Church and state ought to provide two opposite careers for the individual; in the state he should be called on to give proof of merit--that is to say, he should earn his rights by services rendered; in the church his task should be to do good while suppressing his own merits, by a voluntary act of humility.
Extreme individualism dissipates the moral substance of the individual. It leads him to subordinate everything to himself, and to think the world; society, the state, made for him. I am chilled by its lack of gratitude, of the spirit of deference, of the instinct of solidarity. It is an ideal without beauty and without grandeur.
But, as a consolation, the modern zeal for equality makes a counterpoise for Darwinism, just as one wolf holds another wolf in check. Neither, indeed, acknowledges the claim of duty. The fanatic for equality affirms his right not to be eaten by his neighbor; the Darwinian states the fact that the big devour the little, and adds--so much the better.
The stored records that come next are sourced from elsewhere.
PR #284, opened 2023-07-25
✨ [New Builder] Tree

bennymi:
Since there was no PR for this yet, I thought I might give it a try 😄

**TODOs:**
- [x] be able to collapse folders
- [x] fix arrow left / right functionality to only jump in and out of folders
- [ ] asterisk functionality
- [x] click functionality
- [ ] add builder options?
- [x] update styles


TGlide:
Amazing, thanks for the PR 🎉 

Haven't taken a look at the code yet. I spotted this small bug though: 

https://github.com/melt-ui/melt-ui/assets/26071571/a380ab23-3929-4cf1-b1ae-77e03387b347

bennymi:
@TGlide yeah you're right, that looks very strange. Someone on Discord also found some flickering on the transitions. Not sure what's going on to be honest. I'll have a look at it on the weekend.

bennymi:
@TGlide I think the selection flickering should be gone now, but the animation flickering might still appear. I still saw it a few times but wasn't able to figure out what was causing it. Maybe something jumps out at you that could be the cause.

TGlide:
> @TGlide I think the selection flickering should be gone now, but the animation flickering might still appear. I still saw it a few times but wasn't able to figure out what was causing it. Maybe something jumps out at you that could be the cause.

Awesome! We can figure it out later.

Another small issue: Nor enter nor space is working to trigger the items.

Will look at the code now

src/docs/previews/tree/main/tailwind.svelte
```diff
@@ -0,0 +1,102 @@
...
+		group,
+		currentFocusedItem,
+		currentSelectedItem,
+		itemsWithHiddenChildren,
+	} = createTreeViewBuilder({ collapse: false });
+
+	setContext('tree-item', item);
+	setContext('tree-group', group);
+	setContext('hidden-children', itemsWithHiddenChildren);
+	setContext('selected', currentSelectedItem);
```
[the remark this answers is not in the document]
TGlide: Oh, now I see why, there's another component.  @huntabyte any pointers on how to add another file? Maybe we allow a folder structure `previews/tree/main/tailwind/index.svelte + tree.svelte`? While keeping the existing structure functional

src/lib/builders/tree/create.ts
```diff
@@ -0,0 +1,437 @@
...
+    EXPANDED: 'aria-expanded',
+    LABELLEDBY: 'aria-labelledby',
+    DATAID: 'data-id'
+}
+
+export function createTreeViewBuilder(args: CreateTreeViewArgs) {
+    const argsWithDefaults = { ...defaults, ...args };
+    const { collapse } = argsWithDefaults;
+
+    const { name } = createElHelpers<TreeParts>('tree-view');
```
TGlide, line 33: This can be outside of the fn, no need to recreate it for every instance of a builder

src/lib/builders/tree/create.ts
```diff
@@ -0,0 +1,437 @@
...
+        }
+    });
+
+    const label = builder(name('label'), {
+        returned: () => ({
+            id: rootIds.label
+        })
+    });
+
+    function updateFocusElement(newIndex: number) {
```
TGlide, line 70:
```suggestion
    function updateFocusedElement(newIndex: number) {
```

src/docs/previews/tree/main/tailwind.svelte
```diff
@@ -0,0 +1,102 @@
...
+	import { generateId } from '@melt-ui/svelte/internal/helpers';
+
+	const {
+		tree,
+		label,
+		item,
+		group,
+		currentFocusedItem,
+		currentSelectedItem,
+		itemsWithHiddenChildren,
```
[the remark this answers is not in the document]
bennymi: @TGlide this stores the IDs of the parents that have their children hidden. In the Svelte code you can then use it to see which subtrees to hide based on the ID of the parent. Perhaps their is a better way of doing it or naming it?

src/docs/previews/tree/main/tailwind.svelte
```diff
@@ -0,0 +1,102 @@
...
+	import type { TreeItem } from './tree.svelte';
+	import { generateId } from '@melt-ui/svelte/internal/helpers';
+
+	const {
+		tree,
+		label,
+		item,
+		group,
+		currentFocusedItem,
+		currentSelectedItem,
```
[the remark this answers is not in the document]
bennymi: @TGlide I'll update them. Do you think that `focusedItem` and `selectedItem` should contain the node, or should we have two separate stores, one which holds the focused value and one which holds the focused ID. Since in a tree you can have multiple branches which might have the same value it would be important to also return the ID. Or should we just leave it like it currently is?

bennymi:
> > @TGlide I think the selection flickering should be gone now, but the animation flickering might still appear. I still saw it a few times but wasn't able to figure out what was causing it. Maybe something jumps out at you that could be the cause.
> 
> Awesome! We can figure it out later.
> 
> Another small issue: Nor enter nor space is working to trigger the items.
> 
> Will look at the code now

I checked it on FF and Chrome, and for me it works in both. In which browser were you checking the enter and space key? They should only select, so they won't open or close any folders. For opening and closing folders you should use the left and right arrow keys.

src/docs/previews/tree/main/tailwind.svelte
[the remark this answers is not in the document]
bennymi: @TGlide maybe `closedItems` is a better name for it?

TGlide:
Hi @bennymi! Sorry that this took so long to review.

With the new changes to builder structure, this will have to be refactored a bit. Let me know if that's something you're up to doing, or if you'd rather I refactored it myself!

bennymi:
Hey @TGlide sorry for the late reply, been busy with some other stuff. I can refactor it to the new structure. Will try to commit it later today.

bennymi:
@TGlide I think a tree select builder like this one (https://github.com/riophae/vue-treeselect) would also be an awesome builder to have. It's been on my radar since March so would love to work on in down the road.

src/docs/data/builders/tree.ts
```diff
@@ -0,0 +1,183 @@
...
+	helpers: [
+		{
+			name: 'focusedItem',
+			description: 'The list item that is currently focused.'
+		},
+		{
+			name: 'selectedItem',
+			description: 'The list item that is currently selected.'
+		}
+	]
```
TGlide, line 50: These should be states, a helper is usually a function (so if we had a function `isFocused`, that'd be a helper)

src/docs/data/builders/tree.ts
```diff
@@ -0,0 +1,183 @@
...
+});
+
+const label = elementSchema('label', {
+	title: 'label',
+	description: 'The label element.',
+	dataAttributes: [
+		{
+			name: 'id',
```
TGlide, line 77: It should be data-id. If it's actually setting an id, we currently dont display that on the docs

src/docs/previews/tree/main/tailwind/index.svelte
```diff
@@ -0,0 +1,107 @@
...
+	const {
+		elements: { tree, label, item, group },
+		helpers: { focusedItem, selectedItem },
+		states: { collapsedItems },
+	} = createTreeViewBuilder({ forceVisible: true });
+
+	setContext('tree-item', item);
+	setContext('tree-group', group);
+	setContext('collapsed-items', collapsedItems);
+	setContext('selected', selectedItem);
```
TGlide, line 18: IMO this could be a single context

src/docs/data/builders/tree.ts
```diff
@@ -0,0 +1,183 @@
...
+			value: `Only applied if 'forceVisible' is false. Set to true if the group is collapsed.`
+		},
+		{
+			name: 'display',
+			value: `Only applied if 'forceVisible' is false. Set to 'none' if the group is collapsed.`
+		}
+	]
+})
+
+const keyboard: KeyboardSchema = [
```
TGlide, line 133: I would expect space or enter to have the same behaviour as click, as currently there's no way to toggle the open state of a folder

src/docs/previews/tree/main/tailwind/tree.svelte
```diff
@@ -0,0 +1,90 @@
...
+	{@const childrenAreHidden = $collapsedItems.includes(itemId)}
+	{@const isSelected = $selectedItem?.getAttribute('data-id') === itemId}
+
+	<li
+		{...$item({
+			value: title,
+			id: itemId,
+			hasChildren: children !== undefined && children.length > 0,
+		})}
+		use:item
```
TGlide, line 55: We should use the preprocessor here

src/docs/previews/tree/main/tailwind/tree.svelte
```diff
@@ -0,0 +1,90 @@
...
+			<span class="select-none">{title}</span>
+
+			<!-- Selected icon. -->
+			{#if isSelected}
+				<svelte:component this={icons['highlight']} />
+			{/if}
+		</div>
+
+		{#if children && !childrenAreHidden}
+			<ul {...$group({ id: itemId })} use:group transition:slide>
```
TGlide, line 75: We should use the preprocessor here

src/docs/previews/tree/main/tailwind/tree.svelte
```diff
@@ -0,0 +1,90 @@
...
+{#each treeItems as { title, icon, children, id }, i (i)}
+	{@const itemId = `${id}`}
+	{@const childrenAreHidden = $collapsedItems.includes(itemId)}
+	{@const isSelected = $selectedItem?.getAttribute('data-id') === itemId}
+
+	<li
+		{...$item({
+			value: title,
+			id: itemId,
+			hasChildren: children !== undefined && children.length > 0,
```
TGlide, line 53:
```suggestion
			hasChildren: children?.length > 0,
```

src/docs/previews/tree/main/tailwind/index.svelte
```diff
@@ -0,0 +1,107 @@
...
+		tree.forEach((item) => {
+			item.id = generateId();
+
+			if (item.children && item.children.length > 0) {
+				addRandomId(item.children);
+			}
+		});
+	}
+
+	addRandomId(treeItems);
```
TGlide, line 78: Maybe add a comment as to why the ids are needed

src/lib/builders/tree/create.ts
```diff
@@ -0,0 +1,422 @@
...
+        }
+    });
+
+    const label = builder(name('label'), {
+        returned: () => ({
+            id: rootIds.label
+        })
+    });
+
+    function updateFocusedElement(newIndex: number) {
```
TGlide, line 71: Nice! We have a rovingFocus helper for this, maybe it helps?

src/lib/builders/tree/create.ts
```diff
@@ -0,0 +1,422 @@
...
+                };
+            };
+        },
+        action: (node: HTMLLIElement) => {
+
+            const unsubEvents = executeCallbacks(
+                addEventListener(node, 'keydown', async (e) => {
+                    const { key } = e;
+
+                    const isLetter = /^[a-z]$/i.test(key);
```
TGlide, line 220: This is useful enough to be a global helper

src/docs/previews/tree/main/tailwind/tree.svelte
TGlide: Also, I think this transition causes the flickering. I'd say we should have a collapsedGroups rather than a collapsedItems stores. But given a tree structure like this:
```
lib/
	index.ts
	ui/
		button.svelte
		card.svelte
```

If ui is open, and lib is clicked, only lib should enter the collapsed groups. Otherwise the ui slide will trigger as well and trigger double transitions.

I feel this may be confusing for some though, so we should be careful when documenting it, or change the naming

src/lib/builders/tree/types.ts
```diff
@@ -0,0 +1,19 @@
...
+	| 'label'
+	| 'item'
+	| 'group';
+
+export type ItemDescription = {
+    hasChildren: boolean;
+    childrenIdxs: number[];
+};
+
+export type CreateTreeViewReturn = ReturnType<typeof createTreeViewBuilder>;
```
TGlide, line 19: There are more types needed here, take a look at the other builders to see what they export

TGlide (commented):
Awesome stuff, truly! I left some comments so we can discuss

src/docs/previews/tree/main/tailwind.svelte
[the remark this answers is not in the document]
TGlide: I think having the node is sufficient!

src/docs/previews/tree/main/tailwind.svelte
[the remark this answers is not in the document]
TGlide: Resolving since i think this was since changed

src/docs/data/builders/tree.ts
TGlide: Oh, I saw you mentioned the left and arrow keys now, my bad.

src/docs/data/builders/tree.ts
bennymi: Hey @TGlide, I think we would need the id here for the `aria-labelldby` attribute. We could also not add it through the builder and just show it in the preview code. How would I document that the id gets added through the builder though?

image

Right now I just added it in the data attributes. In the element schema I don't see another option of where to put it.

src/lib/builders/tree/create.ts
bennymi: Awesome, yeah that does the same thing. Using it!😄

src/lib/builders/tree/types.ts
bennymi: I also added the elements, states, and helper types now. Are there other types that also need to be exported?

TGlide:
Thank you so much @bennymi !

Will merge this into a separate branch, so I can do some tweaks if needed, as I need this for a project of mine. Will probably release it today!

Great work 🎉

Neither the one nor the other has a word to say of love, of eternity, of kindness, of piety, of voluntary submission, of self-surrender.
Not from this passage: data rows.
PR #306, opened 2023-07-31
chore: add eslint rule to prevent imports from lib/builders

paoloricciuti:
This rule prevent accidentally importing from `$lib/builders/*` given that the preferred way should be importing from `$lib` directly.

I've also fixed one occurence of this lint rule.

### DIFF
--- a/.changeset/green-apes-explode.md
+++ b/.changeset/green-apes-explode.md
@@ -1,0 +1,5 @@
+---
+"@melt-ui/svelte": patch
+---
+
+chore: add eslint rule to prevent imports from lib/builders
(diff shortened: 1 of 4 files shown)


.changeset/green-apes-explode.md
```diff
@@ -0,0 +1,5 @@
+---
+"@melt-ui/svelte": patch
+---
+
+chore: add eslint rule to prevent imports from lib/builders
```
TGlide, line 5: No need to add changeset, as a new release for this won't impact users

paoloricciuti: Yeah I'm an idiot

TGlide: Nah you're fine! Thanks 😄

TGlide (approved):
Thanks a bunch!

All forces and all principles are brought into action at once in this world. The result is, on the whole, good. But the struggle itself is hateful because it dislocates truth and shows us nothing but error pitted against error, party against party; that is to say, mere halves and fragments of being--monsters against monsters. A nature in love with beauty cannot reconcile itself to the sight; it longs for harmony, for something else than perpetual dissonance. The common condition of human society must indeed be accepted; tumult, hatred, fraud, crime, the ferocity of self-interest, the tenacity of prejudice, are perennial; but the philosopher sighs over it; his heart is not in it; his ambition is to see human history from a height; his ear is set to catch the music of the eternal spheres.